1. Your company will be in trouble when the LLM token pricing goes through the roof.
2. Your company will be in trouble when the LLM company changes the model and your prompts do not function correctly.
3. Your company will be in trouble when the LLM company goes down the toilet and the other LLM company gets an influx of traffic they can't handle with their hardware provision. This also incurs point 1 and 2 as a damage multiplier.
4. It's a tangible business risk building on technology which has absolutely no working revenue model. It may disappear tomorrow.
5. You do not have the cash, hardware or resources to train your own model and make a ROI on it and run it yourself even on a cloud platform.
6. You are likely to reach regulatory and legal problems when it comes to making employment decisions based on automation of this class (chain of proof).
7. Robots and manufacturing have near zero use for LLMs. There is some specific AI use cases in inspection. That is it. Having humanoid robots working in a factory setting is science fiction. Production is required to be 100% deterministic and LLMs are not.
8. You can't replace people with AI. But you can replace people with AI spending and watch your stock prices rise while burying the lay off.

This whole thing is faith without empiricism.
LLMs are a tiny part of the potential for AI. In addtion to Small Lanuage Models and Private Small Language Models, many forms of AI being developed today are not langage models at all. If you don't believe me, ask your LLM.

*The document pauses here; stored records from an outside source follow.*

PR #42, opened 2017-06-27
Added run_id to run_context implementation.

joakim-hove:
**Task**
Added a run_id to the `ert_run_context`

**Approach**
Use time/uid/pid and some random numbers to create a random ID.

**Pre un-WIP checklist**

**Depends on**
* TNO/Seba#109
* Statoil/ert#44
* https://ci.tno.nl/gitlab/statoil/Seba/merge_requests/38

Observe that this is *tightly bound* to https://github.com/TNO/Seba/pull/109 - the commits marked with: `{libres:xxx}` should have a matching commit in the SEBA PR.

**Extended description**

When starting a bunch of simulations there is a set of metadata which describes this batch. The metadata include:

1. Cases:
   - Which case should be used for initialization.
   - Which case should be used to store the simulation results.
   - Which case should be used for updated parameters.
2. Which iteration number is this.
3. Which realisations are active.
4. Where should the realisation folders be located.
5. How should we initialize the realisations.
6. ....

All of this information is kept in an instance of `ert_run_context`, and the new `run_id` was added to this structure. The `ert_run_context` instance should have lifetime which can be illustrated with the following hypothetical `with`statement:

```python
with ErtRunContext(  ) as run_context:
    init_realisations( run_context )
    create_folders( run_context )
    submit:_simulations( run_context )
    update_realisations( run_context )
``` 

However it turned out the actual use of the `ert_run_context` type was not exactly like this; on the contrary `ert_run_context` instances were recreated from relevant underlying arguments several times one logical initialize-simulate-store-update cycle, with the consequence that the `run_id` became completely bogus. 

So the bulk of this is many changes to ascertain that the `ert_run_context` instance has the correct lifetime. Unfortunately the most fragile (i.e. not-really-tested) changes are in the gui code in Statoil/ert#44 and also the changes in Seba are 100% untested.


libenkf/src/ert_run_context.c
```diff
@@ -86,7 +90,15 @@ stringlist_type * ert_run_context_alloc_runpath_list(const bool_vector_type * ia
 }
 
 
-static ert_run_context_type * ert_run_context_alloc(bool_vector_type * iactive , run_mode_type run_mode , enkf_fs_type * init_fs , enkf_fs_type * result_fs , enkf_fs_type * update_target_fs , int iter) {
+char * ert_run_context_alloc_run_id( ) {
+  int year,month,day,hour,min,sec;
+  time_t now = time( NULL );
+  unsigned int random = util_dev_urandom_seed( );
+  util_set_datetime_values_utc( now , &sec, &min, &hour, &day, &month, &year);
+  return util_alloc_sprintf("%d:%d:%4d-%0d-%02d-%02d-%02d-%02d:%ud" , getpid() , getuid(), year , month , day , hour , min , sec, random);
```
epa095, line 106: I must admit that I get a bad feeling about embedding this information this clearly/nicely in the ID. Not that I have a problem with them being the _source_ of the ID, but when they are so nicely formatted it is easy for someone (e.g. me in the future) to think "I would like to have the uid, ohh it is right there in the ID, let me just extract it" and suddenly the ID is no longer just a id, it is actually a structure containing more information, and we are locked to keep it like that forever, or figure out who (a)buses the field and change them. I would feel better if we hashed or scrambled the data a bit first. 

If we are interested in the pid/uid/local-timestamp we should send them as explicit fields. I have no problems with that, there is no reason to be stingy with the meta-information we send in the jobs-document, as long as it is explicit.

epa095:
Can you add the new field (and maybe also the ert_pid) to the json structure in the test at "tests/res/job_queue/test_jobmanager.py" and check that it is read properly? Markus told me that I should have done this when I added the dummy "run_id" and "ert_pid", but I sinned then.

epa095:
I see that you are "piggybacking" on the name "run_id". Know that this is just a name I pulled out of my arse, I don't know if it is a name which makes sense in an ERT context. Is it? Do we already have a name for the lifespan this ID identifies, and is it "a run"? Or is it maybe one simulation (I don't know)?

We should have IDs with names for all of the "significant lifespans"(**edit**: This overview is wrong, see discussion below): 
- An ERT instance starts when the user starts the ERT program on the controller machine, and this lifespan has  ert_pid as ID. Within one ERT instance a user can press "simulate" several times, and each time she starts
- a run, which has run_id as ID, and each run start several
- realizations, which had as ID "realisation" which were extracted from the cwd field (but I stopped that, we should explicitly add it to the json instead), and each realization has several 
- iterations, which has as ID "iteration" (which was removed for same reason as above). 

Did I forget/misunderstand something, is there e.g a notion of "job" in between run and realization? Anyway, there is no problem changing the name "ert_pid" at this point, but the more data we have with that the harder it is to change, so this is  good time to come up with a reasonable name.

libenkf/src/ert_run_context.c
joakim-hove: > [....] I would like to have the uid, ohh it is right there in the ID, let me just extract it

I thought of that too - and I agree with you. Will change it.

joakim-hove:
> Can you add the new field (and maybe also the ert_pid) to the json structure in the test at "tests/res/job_queue/test_jobmanager.py" and check that it is read properly?

I will

joakim-hove:
> We should have IDs with names for all of the "significant lifespans":

Very good analysis and summary.:


> * An ERT instance starts when the user starts the ERT program on the controller machine, and this lifespan has ert_pid as ID. Within one ERT instance a user can press "simulate" several times, and each time she starts
> * a run, which has run_id as ID, and each run start several
>* realizations, which had as ID "realisation" which were extracted from the cwd field (but I stopped that, we should explicitly add it to the json instead), 
>* and each realization has several
iterations, which has as ID "iteration" (which was removed for same reason as above).

Your three first points are essentially correct, but *iteration* is wrong. When the user press "Simulate" some of actions only include *one run* [Ensemble Experiment]  - other include more than one run [Ensemble smoother], [Iterated Ensemble Smoother] and [MDA?] - each of these "runs" is called an *iteration* - so with the current approach the different *iterations/runs* in a multi iteration "button-pressed-by-user" will have separate RUN_IDs - I think that makes sense.

The realisation and iteration values should be explicitly added to the json - I agree; but those can be just numbers `0...`- I think?

joakim-hove:
>I see that you are "piggybacking" on the name "run_id". Know that this is just a name I pulled out of my arse

I like the name - I guess there are flowers growing out of your arse!

epa095:
So now I am confused about the difference between "iteration" and "run_id", are they the same (except one is a number and the other is a string)?
Also it makes sense to me that if a user starts a "Ensemble smoother" or any of the other things that start many "things", there is a common ID there which links them all, in addition to their separate IDs.

joakim-hove:
>So now I am confused about the difference between "iteration" and "run_id", are they the same (except one is a number and the other is a string)?

They represent essentially the same thing; a collection of simulations.

>Also it makes sense to me that if a user starts a "Ensemble smoother" or any of the other things that start many "things", there is a common ID there which links them all, in addition to their separate IDs.

That I certainly agree - however ...... the datastructures/abstractions representing the "run many things" object is very poor; mostly is centered around the handling of one collection of simualtions - currently managed by the `ert_run_context` implementation - and now in the process of being decorated with a spanking new `run_id`.

libenkf/src/ert_run_context.c
joakim-hove: I have not changed this yet; all in all the implementation of the `run_id` became a completely insignificant part of this PR. I still agree with @epa095 and will change the format of the `run_id`- but would like to merge this first.

libenkf/src/enkf_main.c
```diff
@@ -1806,13 +1792,14 @@ void enkf_main_run_iterated_ES(enkf_main_type * enkf_main,
 
 
 ert_run_context_type * enkf_main_alloc_ert_run_context_ENSEMBLE_EXPERIMENT(const enkf_main_type * enkf_main , enkf_fs_type * fs , bool_vector_type * iactive , int iter) {
-  return ert_run_context_alloc_ENSEMBLE_EXPERIMENT( fs , iactive , model_config_get_runpath_fmt(enkf_main_get_model_config(enkf_main)) , enkf_main_get_data_kw(enkf_main) , iter );
+  return ert_run_context_alloc_ENSEMBLE_EXPERIMENT( fs, fs , iactive , model_config_get_runpath_fmt(enkf_main_get_model_config(enkf_main)) , enkf_main_get_data_kw(enkf_main) , iter );
 }
 
-ert_init_context_type * enkf_main_alloc_ert_init_context(const enkf_main_type * enkf_main , enkf_fs_type * fs, const bool_vector_type * iactive , init_mode_type init_mode , int iter) {
+
+/*ert_init_context_type * enkf_main_alloc_ert_init_context(const enkf_main_type * enkf_main , enkf_fs_type * fs, const bool_vector_type * iactive , init_mode_type init_mode , int iter) {
```
markusdregi: Please remove this completely.

libenkf/src/ert_run_context.c
markusdregi: I've made a Jira task regarding the format of the `run_id` in an attempt to prevent that this discussion goes mute when this PR is merged..

libenkf/src/ert_run_context.c
```diff
@@ -146,12 +191,39 @@ ert_run_context_type * ert_run_context_alloc_SMOOTHER_RUN(enkf_fs_type * simulat
...
+ert_run_context_type * ert_run_context_alloc(run_mode_type run_mode,
+                                             init_mode_type init_mode,
+                                             enkf_fs_type * init_fs,
+                                             enkf_fs_type * simulate_fs ,
+                                             enkf_fs_type * target_update_fs ,
+                                             bool_vector_type * iactive ,
+                                             path_fmt_type * runpath_fmt ,
+                                             subst_list_type * subst_list ,
+                                             int iter) {
+  if (run_mode == SMOOTHER_UPDATE)
```
markusdregi: Please consider using a switch for handling various enum values. The compiler will then help us keeping track of when a specific value is not handled.

python/python/res/enkf/ert_run_context.py
```diff
@@ -69,3 +115,27 @@ def createRunpathList(cls, mask, runpath_fmt, subst_list, iter=0):
     def createRunpath(cls, iens , runpath_fmt, subst_list, iter=0):
         """ @rtype: str """
         return cls._alloc_runpath(iens, runpath_fmt, subst_list, iter)
+
+    
+    def get_id(self):
```
markusdregi, line 120: These all seems like good candidates for being properties..?

python/python/res/server/ertrpcclient.py
```diff
@@ -13,6 +13,7 @@
 
 
 def convertFault(fault):
+    print fault
```
markusdregi: Remove?

python/python/res/server/simulation_context.py
```diff
@@ -1,50 +1,53 @@
...
+        run_arg = self._run_context.iensGet( iens )
         queue = self._queue_manager.get_job_queue()
         self._run_args[iens] = run_arg
         self._thread_pool.submitJob(ArgPack(self._ert, run_arg, queue))
 
 
     def isRunning(self):
         return self._queue_manager.isRunning()
-
+
```
markusdregi, line 50: Trailing whitespace, please remove

python/python/res/server/simulation_context.py
```diff
@@ -93,3 +96,10 @@ def __repr__(self):
         fmt = '%s, #running = %d, #success = %d, #failed = %d, #waiting = %d'
         fmt =  fmt % (running, numRunn, numSucc, numFail, numWait)
         return 'SimulationContext(%s)' % fmt
+
+    def get_result_fs(self):
```
markusdregi, line 100: To me it seems like `result_fs`and `run_context` are good candidates for being properties..

python/tests/res/enkf/test_runpath_list.py
```diff
@@ -127,36 +128,44 @@ def test_assert_export(self):
...
-
-            # ensure field symlink is replaced by file
-            self.assertFalse( path.islink(linkpath) )
+#    def test_assert_symlink_deleted(self):
+#        with ErtTestContext("create_runpath2" , self.createTestPath("local/snake_oil_field/snake_oil.ert")) as tc:
+#            ert = tc.getErt( )
+#            runpath_list = ert.getRunpathList( )
+#
+#            ens_size = ert.getEnsembleSize( )
+#            runner = ert.getEnkfSimulationRunner( )
```
markusdregi: Please uncomment test

python/tests/res/server/test_rpc_service.py
```diff
@@ -40,7 +41,7 @@ def test_server_creation(self):
 
             server.stop()
 
-    def test_client_interaction(self):
+    def xtest_client_interaction(self):
```
markusdregi: Doesn't the naming `xtest..` result in this particular test never being ran?

python/tests/res/server/test_rpc_service.py
```diff
@@ -170,15 +174,19 @@ def clientInteraction():
...
             for iens in range(client_count):
                 thread = Thread(name="client_%d" % iens)
-                target_case_name = "target" if iens % 2 == 0 else ".target"
                 thread.run = createClientInteractor(target_case_name, iens)
                 threads.append(thread)
 
             for thread in threads:
                 thread.start()
-
+
```
markusdregi: Trailing whitespace

python/tests/res/server/test_rpc_storage.py
```diff
@@ -74,7 +94,7 @@ def test_rpc_storage(self):
                 self.assertEqual(data["Test:Gradient"][sim_id], gradients[sim_id])
                 self.assertEqual(data["Test:GradientDirection"][sim_id], gradient_directions[sim_id])
 
-
+
```
markusdregi: ...

python/tests/res/server/test_rpc_storage.py
```diff
@@ -84,25 +104,25 @@ def test_rpc_storage_with_simulation(self):
...
 
-    def runSimulation(self, client, realization_count, batch_id, batch_name):
-        client.startSimulationBatch("default", 2)
+    def runSimulation(self, client, realization_count, batch_id, case_name):
+        client.startSimulationBatch("default", case_name, 2)
         kw = {"SNAKE_OIL_PARAM": [0.50, 6, 1.750, 0.250, 0.990, 2, 1.770, 0.330, 0.550, 0.770]} # identical runs
 
         for iens in range(realization_count):
-            client.addSimulation(batch_name, geo_id=0, pert_id=0, sim_id=iens, keywords=kw)
+            client.addSimulation(0,0,iens,  kw)
```
markusdregi: Please fix the white space between the arguments

markusdregi (approved):
This is excellent and highly appreciated work! It ended up having much bigger ramifications then first anticipated, but these are truly important.

Good job! Ship it when the comments are addressed.

python/tests/res/server/test_rpc_service.py
joakim-hove: Ehhh - yes it does; hopefully changing it back does not give a surprise ...

joakim-hove:
Thank you for the review; I have addressed all the comment except the questions about properties. Regarding the use of properties I am generally positive; but I am reluctant to the possibility of introducing new regressions in this quite large and unwieldy patch.

markusdregi:
Very good! Please merge when the tests pass

python/python/res/server/ertrpcserver.py
```diff
@@ -137,23 +137,25 @@ def isInitializationCaseAvailable(self):
...
                 self._session.simulation_context = None
                 self._session.init_case_name = initialization_case_name
 
                 self.ert.addDataKW("<WPRO_RUN_COUNT>", str(self._session.batch_number))
                 self.ert.addDataKW("<ELCO_RUN_COUNT>", str(self._session.batch_number))
+                self._session.simulation_context = SimulationContext(self.ert, init_fs, target_fs, simulation_count, self._session.batch_number, verbose=self._verbose_queue)
                 self._session.batch_number += 1
-                self._session.simulation_context = SimulationContext(self.ert, simulation_count, verbose=self._verbose_queue)
-
+
```
pgdr: Please don't introduce new trailing white spaces.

LLM today feels like when the EU was consumed by the fear of Microsoft bundling Internet Explorer with Windows. They thought the browser leader would dominate the internet.

What they didn't see was the coming revolution. For example, bank payments processing (check and wire transfer) as well as policy sales and claims processing at insurance companies. It transformed our customer experience, greatly reduced costs while absolutely gutting hundreds of thousands back office of jobs in the US financial industry, plus at all companies that billed by mail and an estimated 300,000 at the USPS. Who won the browser war had no impact on that.
 
The conversational features need to be full duplex. It's annoying that the slightest background noise causes the response to pause.

If I’m in a noisy environment I will mute the microphone as soon as I’ve finished speaking so the background noise doesn’t cause chatGPT to stop and wait for more input.